**WHAT THE EXERCISE ASKS**: Search the data for the word "opened". Reproduce every line where it is found.

· · · ·

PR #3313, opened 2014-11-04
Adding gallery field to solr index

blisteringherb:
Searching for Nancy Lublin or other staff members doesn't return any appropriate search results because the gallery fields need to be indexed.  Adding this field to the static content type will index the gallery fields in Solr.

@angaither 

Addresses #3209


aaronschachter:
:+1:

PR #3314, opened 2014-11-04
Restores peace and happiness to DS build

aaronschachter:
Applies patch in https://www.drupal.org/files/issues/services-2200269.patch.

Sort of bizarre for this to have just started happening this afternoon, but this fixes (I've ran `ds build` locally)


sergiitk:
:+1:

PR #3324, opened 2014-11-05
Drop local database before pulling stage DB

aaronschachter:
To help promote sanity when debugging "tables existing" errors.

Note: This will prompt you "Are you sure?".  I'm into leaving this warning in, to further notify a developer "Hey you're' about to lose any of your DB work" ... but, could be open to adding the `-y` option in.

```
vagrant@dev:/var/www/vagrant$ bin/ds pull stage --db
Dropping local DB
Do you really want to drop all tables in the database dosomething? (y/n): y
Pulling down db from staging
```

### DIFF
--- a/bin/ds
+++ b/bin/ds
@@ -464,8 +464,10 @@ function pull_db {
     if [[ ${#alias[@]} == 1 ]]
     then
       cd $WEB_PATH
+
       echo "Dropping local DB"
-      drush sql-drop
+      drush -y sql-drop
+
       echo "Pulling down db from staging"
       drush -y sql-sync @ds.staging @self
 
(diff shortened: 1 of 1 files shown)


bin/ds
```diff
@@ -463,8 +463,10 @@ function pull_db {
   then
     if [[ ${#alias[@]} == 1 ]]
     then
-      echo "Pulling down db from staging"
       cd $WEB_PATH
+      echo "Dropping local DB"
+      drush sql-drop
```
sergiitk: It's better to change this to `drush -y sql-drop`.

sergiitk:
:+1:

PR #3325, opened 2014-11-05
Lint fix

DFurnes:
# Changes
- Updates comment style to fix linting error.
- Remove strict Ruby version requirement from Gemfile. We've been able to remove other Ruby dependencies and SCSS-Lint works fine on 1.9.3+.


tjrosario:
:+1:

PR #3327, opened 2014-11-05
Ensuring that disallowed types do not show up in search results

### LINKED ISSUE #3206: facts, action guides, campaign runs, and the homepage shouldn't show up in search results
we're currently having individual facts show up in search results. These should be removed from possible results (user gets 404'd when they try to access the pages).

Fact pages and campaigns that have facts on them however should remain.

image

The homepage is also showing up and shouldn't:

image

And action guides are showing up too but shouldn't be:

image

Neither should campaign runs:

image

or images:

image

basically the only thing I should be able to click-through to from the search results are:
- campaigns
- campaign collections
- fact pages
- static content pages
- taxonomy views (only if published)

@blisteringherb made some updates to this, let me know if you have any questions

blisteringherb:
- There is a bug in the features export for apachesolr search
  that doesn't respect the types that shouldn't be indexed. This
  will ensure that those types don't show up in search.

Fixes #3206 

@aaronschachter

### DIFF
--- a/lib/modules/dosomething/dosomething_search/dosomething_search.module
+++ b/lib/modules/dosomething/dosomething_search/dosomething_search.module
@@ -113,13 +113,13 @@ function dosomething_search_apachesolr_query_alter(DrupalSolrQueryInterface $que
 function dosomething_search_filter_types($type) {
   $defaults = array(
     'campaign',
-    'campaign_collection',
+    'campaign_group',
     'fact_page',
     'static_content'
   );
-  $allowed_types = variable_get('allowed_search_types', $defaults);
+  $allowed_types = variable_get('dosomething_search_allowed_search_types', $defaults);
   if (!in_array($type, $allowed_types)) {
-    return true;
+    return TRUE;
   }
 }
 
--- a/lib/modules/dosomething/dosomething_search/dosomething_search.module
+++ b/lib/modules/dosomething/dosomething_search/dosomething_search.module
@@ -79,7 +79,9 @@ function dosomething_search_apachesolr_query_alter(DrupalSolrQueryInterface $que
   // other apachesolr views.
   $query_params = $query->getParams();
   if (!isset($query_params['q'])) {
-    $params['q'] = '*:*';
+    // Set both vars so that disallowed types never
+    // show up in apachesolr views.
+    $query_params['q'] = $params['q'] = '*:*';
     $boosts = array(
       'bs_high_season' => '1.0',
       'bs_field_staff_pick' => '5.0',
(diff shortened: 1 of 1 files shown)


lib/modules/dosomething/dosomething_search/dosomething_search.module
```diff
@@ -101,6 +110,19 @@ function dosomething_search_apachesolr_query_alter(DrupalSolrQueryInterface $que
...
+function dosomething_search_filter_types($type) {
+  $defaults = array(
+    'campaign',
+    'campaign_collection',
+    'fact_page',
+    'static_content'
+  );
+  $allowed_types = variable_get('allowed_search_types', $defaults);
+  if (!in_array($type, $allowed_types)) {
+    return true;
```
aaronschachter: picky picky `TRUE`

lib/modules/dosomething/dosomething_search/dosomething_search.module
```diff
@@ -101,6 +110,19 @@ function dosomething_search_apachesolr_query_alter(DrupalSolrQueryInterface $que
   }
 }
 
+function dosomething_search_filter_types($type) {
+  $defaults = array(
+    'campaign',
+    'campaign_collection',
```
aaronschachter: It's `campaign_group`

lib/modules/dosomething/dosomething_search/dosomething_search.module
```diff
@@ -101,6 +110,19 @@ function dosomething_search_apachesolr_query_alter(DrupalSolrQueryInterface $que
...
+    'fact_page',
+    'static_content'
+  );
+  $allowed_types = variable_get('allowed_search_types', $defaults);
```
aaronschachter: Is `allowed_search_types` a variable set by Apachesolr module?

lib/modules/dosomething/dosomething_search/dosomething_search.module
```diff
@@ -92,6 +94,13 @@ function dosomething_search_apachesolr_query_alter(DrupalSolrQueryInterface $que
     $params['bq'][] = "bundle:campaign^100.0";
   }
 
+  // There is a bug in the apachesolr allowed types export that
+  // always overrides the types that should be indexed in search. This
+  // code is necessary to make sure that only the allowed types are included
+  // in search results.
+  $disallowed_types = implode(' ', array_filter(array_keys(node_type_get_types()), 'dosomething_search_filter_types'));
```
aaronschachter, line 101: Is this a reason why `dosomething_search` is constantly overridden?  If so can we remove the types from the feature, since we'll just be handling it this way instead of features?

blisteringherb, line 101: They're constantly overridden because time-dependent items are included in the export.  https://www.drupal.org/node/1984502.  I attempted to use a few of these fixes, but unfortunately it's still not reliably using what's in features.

· · · ·

**YOUR RESPONSE**:
PR #3313, opened 2014-11-04
PR #3314, opened 2014-11-04
PR #3324, opened 2014-11-05
PR #3325, opened 2014-11-05
PR #3327, opened 2014-11-05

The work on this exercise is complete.